Marcia Zucchi
É com alegria que participo de mais esse lançamento das Jornadas da EBP-Rio e ICP-RJ. Já foram muitos… Mas a cada vez é uma surpresa, seja pelas questões que abordamos, seja pela forma como as coisas vão tomando corpo, seja pelas ressonâncias do tema na nossa comunidade e mesmo fora dela. Depois de um percurso – três Jornadas [Exílios / Lógicas Coletivas nos tempos que correm/ Ilusões, nas loucuras, no amor e nos discursos] – onde trouxemos para o campo da psicanálise temas candentes na vida social; retomamos a nossa rota com algo muito próprio à clínica psicanalítica: a interpretação. Mas aqui a interpretação é proposta a ser pensada na sua íntima relação com o que da palavra, cria e dissolve pedras, nos corpos e nos discursos.
Vocês verão no Argumento e nos eixos que esta proposta se centra no intervalo entre os corpos e o discurso, que por vezes se petrificam, especialmente como efeito do discurso do mestre, e onde o analista, com a interpretação, entra para manter aberta a hiância entre eles.

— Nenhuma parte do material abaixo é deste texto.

PR #1476, opened 2020-08-19
language: support scientific notation for literals

fbs:
As bpf doesn't support floats this is quite simple and e.g. `1e-10`
isn't supported.

```
bpftrace -e 'i:ms:100 { print(1e6); exit(); }'
1000000
```

##### Checklist

- [ ] Language changes are updated in `docs/reference_guide.md` (not sure where to put this)
- [x] User-visible and non-trivial changes updated in `CHANGELOG.md`
- [x] The new behaviour is covered by tests

PR #1660, opened 2020-12-10
Add DISK field to biosnoop

DavidVentura:
Add disk field to biosnoop.

I tried to also add `req->part->part_no` but I felt I was not getting what I expected on it when writing to certain partitions. 

##### Checklist

### DIFF
--- a/tools/biosnoop.bt
+++ b/tools/biosnoop.bt
@@ -13,7 +13,7 @@
 
 BEGIN
 {
-	printf("%-12s %-16s %-16s %-6s %7s\n", "TIME(ms)", "DISK", "COMM", "PID", "LAT(ms)");
+	printf("%-12s %-7s %-16s %-6s %7s\n", "TIME(ms)", "DISK", "COMM", "PID", "LAT(ms)");
 }
 
 kprobe:blk_account_io_start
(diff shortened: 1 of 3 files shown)


brendangregg:
Thanks for testing on different platforms. I think the field should be 7-chars wide to match the BCC version, plus as this grows to approach the BCC version (if it does) we should keep the default output <80 chars.

tools/biosnoop.bt
```diff
@@ -12,32 +13,36 @@
...
 /@start[arg0] != 0 && @iopid[arg0] != 0 && @iocomm[arg0] != ""/
+
 {
 	$now = nsecs;
-	printf("%-12u %-16s %-6d %7d\n",
-	    elapsed / 1e6, @iocomm[arg0], @iopid[arg0],
-	    ($now - @start[arg0]) / 1e6);
+	printf("%-12u %-7s %-16s %-6d %7d\n",
+	    elapsed / 1000000, @disk[arg0], @iocomm[arg0], @iopid[arg0],
+	    ($now - @start[arg0]) / 1000000);
```
danobi, line 34: What's the reason for the `1e6` -> `1000000` changes?

DavidVentura: my compiler refused to parse 1e6 -- i'll revert this change if you think i should

danobi: You're probably on an older bpftrace. Scientific notation was merged in #1476.

Upstream tools should be targeting upstream bpftrace - we don't guarantee upstream tools are compatible across old versions of bpftrace.

danobi (approved):
Thanks!

PR #1664, opened 2020-12-24
tests: fix semantic_analyser.type_ctx failed on aarch64

xuchunmei000:
char is default to signed on x86_64, but default to unsigned on aarch64,
ppc and s390.

Signed-off-by: Chunmei Xu <xuchunmei@linux.alibaba.com>

##### Checklist

### DIFF
--- a/tests/semantic_analyser.cpp
+++ b/tests/semantic_analyser.cpp
@@ -1776,11 +1776,17 @@ TEST(semantic_analyser, type_ctx)
   var = static_cast<ast::Variable *>(unop->expr);
   EXPECT_TRUE(var->type.IsPtrTy());
 
+#if ARCH_X86_64
+  auto chartype = CreateInt8();
+#else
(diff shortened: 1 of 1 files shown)


mmisono:
Looks ok, but I think the following is simpler.
```c
#if ARCH_X86_64
auto chartype = CreateInt8()
#else
auto chartype = CreateUInt8()
#endif

EXPECT_EQ(chartype, assignment->var->type);
[...]
```

xuchunmei000:
> Looks ok, but I think the following is simpler.
> 
> ```c
> #if ARCH_X86_64
> auto chartype = CreateInt8()
> #else
> auto chartype = CreateUInt8()
> #endif
> 
> EXPECT_EQ(chartype, assignment->var->type);
> [...]
> ```

yes, and done as you suggested.

danobi (approved):
Thanks! Sorry for delay

PR #1670, opened 2021-01-09
tests: Ubuntu 20.04 no longer has python (python 2) by default

gfx:
This PR changes the use of  `python(1)` (i.e. Python v2.x) to `python3(1)` in tests, because `python(1)` is no longer installed by default in, for example, Ubuntu 20.04 because Python v2.x has been EOL.

##### Checklist

- [ ] <del>Language changes are updated in `docs/reference_guide.md`</del>
- [ ] <del>User-visible and non-trivial changes updated in `CHANGELOG.md`</del>
- [ ] <del>The new behaviour is covered by tests</del>

### DIFF
--- a/tests/runtime/json-output
+++ b/tests/runtime/json-output
@@ -4,52 +4,52 @@ EXPECT ^ERROR: Invalid output format "jsonx"$
 TIMEOUT 5
 
 NAME scalar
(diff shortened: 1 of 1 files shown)


danobi (approved):
Thanks!

PR #1673, opened 2021-01-12
Use kfunc__sched_fork instead of kfunc__strlen for kfunc detection

olsajiri:
The strlen function can be compiled out in some kernels.


danobi:
Can you give it a clang format?

danobi (approved):

Issue #2334, opened 2022-08-19
libbpf as a main part of program loading


BurntBrunch:
This is a first draft of the refactoring steps discussed in #2322.

The overall goal is to delegate more of the work to libbpf and gradually stop dealing with details that libbpf can already handle.

## Program and map loading

1. Emit in-memory ELF and build the BpfBytecode map out of it via ELF
1.1. This step remove the ORC usage but keeps the current bag-of-sections approach.
3. Emit global variables for all the maps in the libbpf format, which requires BTF. As I found out in #2321, this requires LLVM 10.
4. Import libbpf 0.8.1 as a git submodule
  3.1 Configure local builds to use it by default.
  3.2 Create PACKAGING.md and document the minimum LLVM and libbpf versions. 
    3.2.1 Optionally document every single llvm dependency (individual library names)
5. Use `bpf_object__open_mem` to iterate over the programs but pass the instructions directly to the syscall
  4.1. Remove the non-`bpf_prog_load` paths around this time
  4.2. Ensure we call `bpf_program__set_autoattach(false)` on all programs
  4.3. If necessary (?), call `bpf_program__set_expected_attach_type`
6. Be able to cleanly `bpf_object__load` the programs and maps

At this point, program relocation and loading happens with libbpf and we can use `bpf_program__fd` to pass the resulting fd into the existing attachment infrastructure.
An interesting angle here is that an external program can at this point easily load the output of `--emit-elf`. This might be interesting for AOT though I haven't gone through that code yet.

## Program attachment

From here on out, the path is roughly:
  * For each program type:
    * Use libbpf to actually attach the program via `bpf_program__attach*`
    * (Optionally) Migrate to the libbpf naming convention for that attachment type and use autoattach
  * In terms of new features, at this point we can potentially use the ksyscall logic to automatically attach to the right architecture-specific syscall handler via kfunc (instead of tracepoints).

### USDT suport

The biggest question mark in my mind is the USDT support in libbpf. While libbpf has helpers we can't really use for access to usdt params in BPF, it also requires a ["usdt manager" to be active](https://github.com/libbpf/libbpf/blob/master/src/usdt.c#L24).

Overall, this area needs more investigation - it might be the case that bpftrace itself would embed this BPF-side logic and load it when it encounters usdt probes. Or, it might be the case that bpftrace doesn't fit into this model of working with USDT.

anakryiko:
> pass the instructions directly to the syscall

and 

[...]

PR #2370, opened 2022-09-26
Clean up unnecessary symbol existence checks

BurntBrunch:
(This is based on top of #2369, look at the libbpf: and libbcc: commits only in this PR)
(Part of #2334 work)

Now that we have strict requirements for minimum library versions, this PR removes unnecessary libbpf and bcc symbol checks in the bpftrace codebase. Now that these are cleaned up, we may even be able to set up libbpf and bcc as ExternalProjects, if we so desired (though I'd personally prefer to keep them as git submodules).


BurntBrunch:
Alright, I *think* found a fix for the flaky usdt test. For reasons I don't understand, I was only able to fix it by writing a new C binary that forks and execs the necessary two instances. Doing so from bash made the BEFORE phase time out (wtf GH Actions; I suspect some layer of security hooks or auditing slowing things down). Doing so from a bash script doesn't work because `pidof` will see `bash` as the name.

viktormalik (approved):
LGTM, just one thing comes to mind: are we documenting the minimum required libbpf and bcc versions somewhere?

BurntBrunch:
> are we documenting the minimum required libbpf and bcc versions somewhere

I'll document it in INSTALL.md and README.md and send a separate PR

PR #2375, opened 2022-09-28
Support static linking with Android NDK toolchain

tnovak:
A few minor tweaks to make -DSTATIC_LINKING work when cross-compiling for Android:

- remove -lrt and -lpthread from linker flags; those libraries don't exist on Android (libc provides the relevant functionality)
- libz.so is provided by the platform so link against it dynamically
- use libclang_static (defined in ClangTargets.cmake) in target_link_libraries() instead of libclang.a; the latter (without the full path) was causing cmake to not be able to find the static lib in my [ExtendedAndroidTools](https://github.com/facebookexperimental/ExtendedAndroidTools) builds and to link with libclang.so instead

##### Checklist


src/ast/CMakeLists.txt
```diff
@@ -58,6 +57,9 @@ if (STATIC_LINKING)
     target_link_libraries(ast "-Wl,--start-group" ${CLANG_EMBEDDED_CMAKE_TARGETS} ${LLVM_EMBEDDED_CMAKE_TARGETS} "-Wl,--end-group")
   else()
     llvm_map_components_to_libnames(llvm_libs ${llvm_lib_names})
+
+    find_package(LibClang_Static)
```
BurntBrunch, line 61: This feels like a bug in your setup. Given that STATIC_LINKING changes the suffix to .a already, getting libclang.so here is making me think something is wrong with your prefix or your paths. 

Try `cmake --debug-find -DSTATIC_LINKING=ON .. |& less` to figure out where it's going wrong maybe?
Ultimately, we should not be hardcoding llvm internal names in this way and should be using the LLVM-Config.cmake macros instead. Maybe we need judicious use of llvm_config macro to do the right thing here?

tnovak: @BurntBrunch: in the initial revision I used `libclang_static` as the target name, which is defined in `ClangTargets.cmake`. However, this broke one of the embedded CI builds (llvm_clang, Alpine, llvm9) -- presumably because there's no `ClangTargets.cmake` in that setup (and llvm/clang libs are found in the default library search path).

I'm not very familiar with cmake internals, but the docs for [target_link_libraries](https://cmake.org/cmake/help/latest/command/target_link_libraries.html) suggest that the name should be a previously-defined cmake target, a plain name (e.g. `clang`) or a full path; not sure how it works with `libclang.a` as written here originally.

Based on the suffix being set to .a, I'd expect just using `clang` instead of `libclang.a` to work, but that didn't seem to be sufficient in my setup. Let me check again with `--debug-find`.

tnovak: > However, this broke one of the embedded CI builds (llvm_clang, Alpine, llvm9) -- presumably because there's no ClangTargets.cmake in that setup (and llvm/clang libs are found in the default library search path).

I checked the clang-dev-9.0.0-r1 package in alpine -- there's no libclang_static target in ClangTargets.cmake there (it must've been added after 9.0).

tnovak:
Reverted back to using `libclang_static` (name of the target defined in `ClangTargets.cmake` when built with `LIBCLANG_BUILD_STATIC` set), with the fallback to `libclang.a` for LLVM 9.

src/ast/CMakeLists.txt
```diff
@@ -58,6 +57,15 @@ if (STATIC_LINKING)
     target_link_libraries(ast "-Wl,--start-group" ${CLANG_EMBEDDED_CMAKE_TARGETS} ${LLVM_EMBEDDED_CMAKE_TARGETS} "-Wl,--end-group")
   else()
     llvm_map_components_to_libnames(llvm_libs ${llvm_lib_names})
+
+    if(TARGET libclang_static)
```
BurntBrunch, line 61: That makes things a lot cleaner, thanks!

cmake/FindLibBcc.cmake
```diff
@@ -60,8 +60,15 @@ if(STATIC_LINKING)
   # If we do a static bpftrace build, we must link them in.
   find_package(LibBpf)
   find_package(LibElf)
-  find_package(LibZ)
-  SET(CMAKE_REQUIRED_LIBRARIES ${LIBBCC_BPF_LIBRARIES} ${LIBBPF_LIBRARIES} ${LIBELF_LIBRARIES} ${LIBZ_LIBRARIES})
+
+  if(${CMAKE_SYSTEM_NAME} STREQUAL "Android")
```
BurntBrunch, line 64: I don't think you have to interpolate this.
`if (CMAKE_SYSTEM_NAME STREQUAL "Android")` should work?
Even better, the ndk toolchain defines `ANDROID`, so `if (ANDROID)` should be enough.

src/CMakeLists.txt
```diff
@@ -204,10 +204,15 @@ if (USE_LIBFUZZER)
 endif()
 
 if (STATIC_LINKING)
-  target_link_libraries(libbpftrace "-Wl,-Bdynamic" "-lrt" "-lpthread" "-ldl" "-lm")
-  target_link_libraries(libbpftrace "-Wl,-Bstatic" "-lz")
-  target_link_libraries(runtime "-Wl,-Bdynamic" "-lrt" "-lpthread" "-ldl" "-lm")
-  target_link_libraries(runtime "-Wl,-Bstatic" "-lz")
+  if(${CMAKE_SYSTEM_NAME} STREQUAL "Android")
```
BurntBrunch, line 207: Same as above

BurntBrunch (approved):
This looks pretty straight-forward! Minor nits about Android conditionals

ajor (approved):

PR #2376, opened 2022-09-28
Remove MCJIT/bpforc usage

BurntBrunch:
As part of #2334, this PR removes the Orc usage entirely and replaces it with <50 lines of in-memory ELF parsing. We produce in-memory ELF files, parse them into the bag-of-sections and carry on as before.

In the process, we also unify the `CodegenLLVM::emit_elf` and `CodegenLLVM::emit` paths to do the exact same thing but to different streams.

The middleware optimization passes remain the same, we just change the final backend code - the codegen fixtures are all the same.


fbs (approved):
LGTM!

viktormalik (approved):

Mas por que é preciso manter esse intervalo entre o corpo, por vezes petrificado, e os discursos? O que circula por aí que é tão vital para o falante? Talvez na pergunta esteja a resposta: o vital da pulsão, o que por ficar fora da simbolização insiste pedindo palavras. E assim vamos vivendo… de amor, como o de transferência, que é basicamente tecido com palavras, mas não sem suas pedreiras…
Há muitas vertentes em que o tema destas Jornadas pode ser abordado e elas estão apontadas no belo Argumento e nos 3 eixos temáticos.
A expressão “interpretação em análise” aporta um equívoco do sentido que aponta não só o valor instrumental da interpretação em psicanálise, mas a importância e a potência deste instrumento para abordar as questões que nos demandam uma clínica hoje. A proposta da Comissão Científica bem como da Coordenação destas Jornadas é que: “submetamos a interpretação à análise, discutindo seu lugar diante dos discursos dominantes no laço social.”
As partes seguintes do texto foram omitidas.